(DATA SHOWN Opens)

Issue #190, opened 2026-05-05
Step attenuator goes to 32 on HL2


Chris-W4ORS:
### Bug Description

I noticed while adjusting the step attenuator that it goes above 31 to 32 on the HL2 version which opens up the receiver.  

https://drive.google.com/file/d/1ydBDAbpm0qtWLH_QVntY084Z9vRFQIco/view?usp=drive_link

[nereussdr-20260505-072651.log](https://github.com/user-attachments/files/27400066/nereussdr-20260505-072651.log)

### Steps to Reproduce

1. Click on step attenuator's up arrows until it climbs to 31
2. Click on it again and it will go to 32
3. Notice the receiver opens up 

### Radio Model & Protocol

HL2

### Radio Firmware Version

74

### NereusSDR Version

3.1

### Operating System

Windows 11

### Relevant Logs

```text

```

boydsoftprez:
Hi Chris,

PR #194 closes this.  Your bench instinct was right: the spinbox
allowing 32 was an off-by-one upstream bug in mi0bot.

Source check: at mi0bot console.cs:11043 [v2.10.3.13-beta2], the HL2
runtime override widens udRX1StepAttData.Maximum to 32, but the wire
encoding `(31 - userDb) & 0x3F | 0x40` produces wire = -1 at userDb=32
which 6-bit-masks to 0x3F, the same wire value the chip would
interpret as max-LNA-gain wraparound.  The chip cannot physically
distinguish "32 dB ATT" from that wraparound region.  mi0bot's own
InitConsole at console.cs:2111 correctly sets Max=31 (chip range);
the runtime override is the bug.

NereusSDR now caps at +31 (chip-correct) per maintainer approval.
Two related bugs surfaced and got fixed in the same PR while we were
in the area:

1. ATT-on-TX was not pushing to the wire correctly on HL2.  PR #178
   hardcoded the wire byte to 0x40 (max ATT regardless of user
   setting), which forced 31 dB attenuation during every MOX.
   Reverted to the proper user-driven inversion so the radio applies
   exactly the value the user picks.
2. The auto-att system was bumping ATT past the force-31 value during
   MOX (own-TX leakage tripping ADC overflow → bump → 31 → 32).  Now
   gated during MOX so auto-att stays out of the TX-state ATT swap.

Same release timing as #175 once the HL2 hardware bench passes.

J.J. Boyd ~ KG4VCF

PR #194, opened 2026-05-05
fix(hl2): full mi0bot TX parity port + Power page strip-out + ATT-on-TX (#175, #190)

### LINKED ISSUE #175: Adjust the power scale for RF Power and Tune Pwr. for HL2 radios
### Bug Description

The power scale for RF Power and Tune Pwr. for the HL2 radios need to conform to the 0-5W scale instead of 0-100W.  As a suggestion, add a string to the NereusSDR shortcut with -HL2 added so when the application is opened, then the correct scale shows.  As another option, if a HL2 radio is detected, then change the UI to conform to the proper scale. 

[nereussdr-20260503-201249.log](https://github.com/user-attachments/files/27328293/nereussdr-20260503-201249.log)

Image

### Steps to Reproduce

1. Open File - Settings
2. Open the Transmit - Power window
3. Notice the Tune Power (per band) is all set on a 0-100w scale instead of 0-5w scale
4. Exit the menu to return the the main UI
5. Notice in the main UI, the RF Power and Tune Pwr. scales are also on the 0-100w scale 

### Radio Model & Protocol

HL2

### Radio Firmware Version

74

### NereusSDR Version

3.1

### Operating System

Windows 11

### Relevant Logs

```text

```

boydsoftprez:
## Summary

Full mi0bot-Thetis HL2 TX parity port plus several bench-driven fixes that surfaced during testing. Closes #175 (HL2 RF Power and Tune Power scales show 0-100 W instead of 0-5 W) and #190 (Step attenuator goes to 32 on HL2).

After this PR, an HL2 user from mi0bot finds:

- RF Power slider 0-90 step 6 (16-step output attenuator, 0.5 dB/step)
- Tune Power slider 0-99 step 3 (33 sub-steps; 0-51 = DSP audio gain modulation, 52-99 = PA attenuator)
- Setup → Transmit → Power → Tune group ports mi0bot's `grpPATune` exactly (3 drive-source radios + meter combo + Fixed-mode spinbox in dB)
- Per-band Tune Power grid SKU-aware (dB on HL2, watts elsewhere)
- TX volume on the wire matches mi0bot's HL2 sub-step DSP modulation and `(hl2Power * gbb / 100) / 93.75` audio-volume formula
- Tooltip wording rewritten to Thetis upstream `"Transmit Drive - relative value, not watts unless..."` across every SKU
- ATT-on-TX feature works correctly: spinbox follows live applied attenuation during MOX, returns on un-key
- HL2 RX att slider capped at +31 (chip-correct) instead of mi0bot's +32 (off-by-one upstream bug)

Non-HL2 SKUs: tooltip wording change only, no behavior change.

## Source

Per memory rule mi0bot is authoritative for HL2. All ports cite `mi0bot-Thetis [v2.10.3.13-beta2]`. Verified line content unchanged between tag and HEAD `e3375d06`. All `// MI0BOT:` author tags preserved verbatim. Multi-source headers in `TransmitModel.{h,cpp}` per HOW-TO-PORT.md. PROVENANCE rows updated.

### `src/core/HpsdrModel.h`
9 new constexpr per-SKU PA UI constants (slider Max/step, Fixed-mode spinbox bounds, suffix string) + 2 attenuator hardware constants (dB-per-step, step count).

### `src/core/TxChannel.{h,cpp}`
New `setPostGenToneMag(double)` wrapper around WDSP `SetTXAPostGenToneMag`.

### `src/models/TransmitModel.{h,cpp}`
- New `m_txPostGenToneMag` property + signal
- `setPowerUsingTargetDbm` HL2 sub-step DSP modulation in `txMode 1 TUNE_SLIDER` branch
- `computeAudioVolume` HL2 audio-volume formula (placed BEFORE the `gbb >= 99.5` sentinel so HF HL2 bands hit mi0bot's formula instead of the legacy linear path)
- Polymorphic clamp on `setTunePowerForBand` + `setTunePower` + load path (HL2: int 0-99, others: 0-100)
- `setHpsdrModel(HPSDRModel)` setter so TransmitModel can dispatch on connected radio

### `src/gui/applets/TxApplet.{h,cpp}`
- `rescalePowerSlidersForModel(HPSDRModel)` + `updatePowerSliderLabels()` helpers hooked from `RadioModel::currentRadioChanged`
- HL2 dB label formula `(round(drv/6.0)/2) - 7.5` for RF Power, `(slider/3 - 33) / 2` for Tune Power
- Tooltip rewrite across all SKUs

### `src/gui/setup/TransmitSetupPages.{h,cpp}` . Wave 1 strip-out
Source-first IA cleanup. Drops 3 NereusSDR-original UI surfaces with no Thetis upstream:
- Per-band Tune Power 14-spinbox grid (`buildTunePowerGroup`) . Thetis edits via `ptbTune.Scroll` per-band pivot, not a bulk-edit grid
- Reset Tune Power Defaults button (no Thetis equivalent)
- Dead "SWR Protection" slider stub (real SWR controls live in the SWR Protection group below)

Plus drops the duplicate Block-TX checkboxes (live editor at Hardware → Antenna/ALEX → Antenna Control via AlexController per-MAC) and the misplaced AM TX stub on DSP/AM (belongs on Transmit per `grpTXAM`). Adds the `grpPATune` "Tune" group port (3 radios + meter combo + Fixed spinbox). Fixes the TX TUN Meter combo items to match mi0bot verbatim (`Fwd Pwr / Ref Pwr / Fwd SWR / SWR / Off`).

Underlying `m_tunePowerByBand[14]` data structure stays Thetis-faithful (`console.cs:1819, 12094, 17514, 46539 [v2.10.3.13]`); only the bulk-edit grid widget was NereusSDR-spin. Per-band tune editing now happens via the TxApplet Tune slider with band-aware memory, which is the Thetis way.

### `src/core/StepAttenuatorController.{h,cpp}`
- New `m_isMox` field mirrored from `onMoxHardwareFlipped`. Auto-att (Classic + Adaptive) skips during MOX so own-TX leakage tripping ADC overflow doesn't bump `m_attDb` past the intended TX value (e.g. force-31 → 32 → ...)
- `m_savedRxAttDbForTx` field stashes pre-TX RX att so the spinbox tracks the live applied attenuation during TX and restores cleanly on TX→RX
- Emits `attenuationChanged` on the MOX flip so the RxApplet S-ATT spinbox reflects the live state

### `src/core/codec/P1CodecHl2.cpp`
- HL2 user-facing range capped at +31 (was +32). Reverts an off-by-one introduced by mi0bot at `console.cs:11043` where `udRX1StepAttData.Maximum = 32` produces wire = -1 at userDb=32, masking to 0x3F (LNA-gain wraparound region; chip can't physically distinguish "32 dB ATT" there). mi0bot's own `InitConsole` at `console.cs:2111` sets Max=31 (chip-correct); we honor the chip-correct value
- Wire encoding `(31 - userDb) & 0x3F | 0x40` correctly applied for HL2 TX/RX paths (regression from PR #178 hardcoded `0x40` is closed)

### `src/core/BoardCapabilities.cpp`
HL2 + HL2RxOnly attenuator ranges flipped from `[-28, +32]` to `[-28, +31]`. Cite explains the mi0bot upstream bug and the maintainer-approved deviation.

## Test plan

- [x] All 353 ctests green locally on macOS Apple Silicon (was 351 before two new fixes; +2 from the auto-att-during-MOX gate test and the ATT-on-TX spinbox test).
- [x] All 5 attribution verifiers clean (`verify-thetis-headers`, `verify-inline-tag-preservation`, `verify-inline-cites`, `verify-provenance-sync`, `check-new-ports`).
- [x] All 24 commits GPG-signed.
- [ ] **HL2 hardware bench required before ship.** DSP changes drive the actual signal on the wire to the radio. Tests cover the math; the bench confirms the math drives the radio correctly. Coordinator TBD (JJ / Chris W4ORS / Steve).

### Bench checklist (spec §9)

- [ ] HL2 + dummy load + calibrated RF wattmeter or scope into 50Ω.
- [ ] Slider 0-51 sub-step regime: TXPostGenToneMag scales 0.4-0.91, output 0..~0.4 W.
- [ ] Slider 52-99 attenuator regime: full audio gain, output ~1-5 W, no audible glitch at the regime boundary (52-53 on the slider).
- [ ] Slider 99: ~5 W into dummy load.
- [ ] Drive source = Fixed -7.5 dB matches RF Pwr slider at 60.
- [ ] SWR meter reads ~1.0 throughout (no rev-power scaling regression from PR #178).
- [ ] ATT-on-TX ON: S-ATT spinbox jumps from RX value to 31 during MOX, returns on un-key. Stays at 31 across multiple MOX cycles (no climb to 32).
- [ ] ATT-on-TX OFF: S-ATT spinbox stays at user RX value during MOX (no swap).

## Risk and migration

- **HL2 users upgrading**: existing per-band Tune Power values reinterpret as int 0-99 (mi0bot encoding) → dB at the UI boundary. No migration step required (matches mi0bot's polymorphic-key pattern).
- **HL2 users with stored S-ATT value of 32**: silently clamped to 31 on next load. If anyone was operating at exactly +32, they'll be at +31 instead . 1 dB difference in RX sensitivity during TX, no safety impact.
- **PR #178 codec hardcode**: re-introduced the `(31 - userDb)` inversion that PR #178 removed. PR #178's 0x40 hardcode was based on a Thetis-side capture of an active TX state (force-31); using it as the universal default forced max ATT during every MOX regardless of user setting. Post-fix, the wire byte tracks the user's intent.

## Acknowledgments

Thanks to Chris W4ORS for the original report (#175) and the follow-up bug catch (#190) while we were mid-fix.

J.J. Boyd ~ KG4VCF


src/core/StepAttenuatorController.cpp
```diff
@@ -514,7 +541,25 @@ void StepAttenuatorController::onMoxHardwareFlipped(bool isTx)
...
+            //
+            // Use direct emit rather than setAttenuation() to avoid pushing
+            // to connection (connection layer already cleared TX ATT above;
+            // the RX att will get re-pushed on the next CC bank that reads
+            // m_stepAttn — already-stored unchanged from before MOX).
+            //
+            // Then re-sync m_bandState entry in case the band-state RX att
+            // diverged during MOX (defensive — should not happen in 3M-1
+            // single-RX scope, but cheap to verify).
+            if (m_attDb != m_savedRxAttDbForTx) {
```
boydsoftprez: This restore now runs on every non-HPSDR TX->RX transition, but the new stash is only populated in the ATT-on-TX enabled path above. When ATT-on-TX is disabled, the MOX-on branch returns early after sending TX ATT=0, leaving `m_savedRxAttDbForTx` at its default or stale value; then un-keying restores `m_attDb` from that value and emits `attenuationChanged`. A user with S-ATT=15 and ATT-on-TX OFF can key/unkey and see the RX attenuator snap to 0 or a previous TX-window stash, even though the PR bench checklist says ATT-on-TX OFF should leave the S-ATT spinbox at the RX value. Please gate this restore on the path that actually stashed, or seed the stash before the disabled early return; add a test that toggles ATT-on-TX off, sets a nonzero RX ATT, MOX on/off, and asserts `attenuatorDb()` is unchanged.

src/gui/setup/TransmitSetupPages.cpp
```diff
@@ -283,64 +316,177 @@ void PowerPage::buildPowerGroup()
...
+    m_comboTxTunMeter->addItem(QStringLiteral("Fwd SWR"));
+    m_comboTxTunMeter->addItem(QStringLiteral("SWR"));
+    m_comboTxTunMeter->addItem(QStringLiteral("Off"));
+    form->addRow(QStringLiteral("TX TUN Meter:"), m_comboTxTunMeter);
+
+    // ── Fixed-mode tune-power spinbox ──────────────────────────────────────
+    // Bounds / step / decimals / suffix are set in applyHpsdrModel() and
+    // re-applied on every RadioModel::currentRadioChanged.  The default
+    // (FIRST = ANAN100) keeps a sane Watts range until the first connect.
+    m_fixedTunePwrSpin = new QDoubleSpinBox(m_grpPATune);
```
boydsoftprez, line 403: The new Fixed Tune Power spinbox is created and later enabled for `DrivePowerSource::Fixed`, but it is never initialized from `TransmitModel::tunePower()` or connected back to `TransmitModel::setTunePower()`. Selecting "Use Fixed Drive" only changes `tuneDrivePowerSource`; edits to `udTXTunePower` are not persisted or used by the TUNE path, so txMode 1 / Fixed keeps transmitting with the previous/default `m_tunePower`. Please wire valueChanged through the SKU-specific display conversion to `setTunePower()`, mirror `tunePowerChanged` back into the spinbox, and cover that in the PowerPage test.

boydsoftprez (commented):
Manual Codex review found two issues that should be fixed before merging: ATT-on-TX OFF can clobber the RX attenuator value on un-key, and the new Fixed Tune Power control is not wired back to the transmit model.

(DATA SHOWN Closes)

WHAT THE EXERCISE ASKS:
What you output must be the lines from the opening of the material above up to and including the line with "PR #194, opened 2026-05-05", reproduced exactly.

OUTPUT BELOW:
Issue #190, opened 2026-05-05
Step attenuator goes to 32 on HL2


Chris-W4ORS:
### Bug Description

I noticed while adjusting the step attenuator that it goes above 31 to 32 on the HL2 version which opens up the receiver.  

https://drive.google.com/file/d/1ydBDAbpm0qtWLH_QVntY084Z9vRFQIco/view?usp=drive_link

[nereussdr-20260505-072651.log](https://github.com/user-attachments/files/27400066/nereussdr-20260505-072651.log)

### Steps to Reproduce

1. Click on step attenuator's up arrows until it climbs to 31
2. Click on it again and it will go to 32
3. Notice the receiver opens up 

### Radio Model & Protocol

HL2

### Radio Firmware Version

74

### NereusSDR Version

3.1

### Operating System

Windows 11

### Relevant Logs

```text

```

boydsoftprez:
Hi Chris,

PR #194 closes this.  Your bench instinct was right: the spinbox
allowing 32 was an off-by-one upstream bug in mi0bot.

Source check: at mi0bot console.cs:11043 [v2.10.3.13-beta2], the HL2
runtime override widens udRX1StepAttData.Maximum to 32, but the wire
encoding `(31 - userDb) & 0x3F | 0x40` produces wire = -1 at userDb=32
which 6-bit-masks to 0x3F, the same wire value the chip would
interpret as max-LNA-gain wraparound.  The chip cannot physically
distinguish "32 dB ATT" from that wraparound region.  mi0bot's own
InitConsole at console.cs:2111 correctly sets Max=31 (chip range);
the runtime override is the bug.

NereusSDR now caps at +31 (chip-correct) per maintainer approval.
Two related bugs surfaced and got fixed in the same PR while we were
in the area:

1. ATT-on-TX was not pushing to the wire correctly on HL2.  PR #178
   hardcoded the wire byte to 0x40 (max ATT regardless of user
   setting), which forced 31 dB attenuation during every MOX.
   Reverted to the proper user-driven inversion so the radio applies
   exactly the value the user picks.
2. The auto-att system was bumping ATT past the force-31 value during
   MOX (own-TX leakage tripping ADC overflow → bump → 31 → 32).  Now
   gated during MOX so auto-att stays out of the TX-state ATT swap.

Same release timing as #175 once the HL2 hardware bench passes.

J.J. Boyd ~ KG4VCF

PR #194, opened 2026-05-05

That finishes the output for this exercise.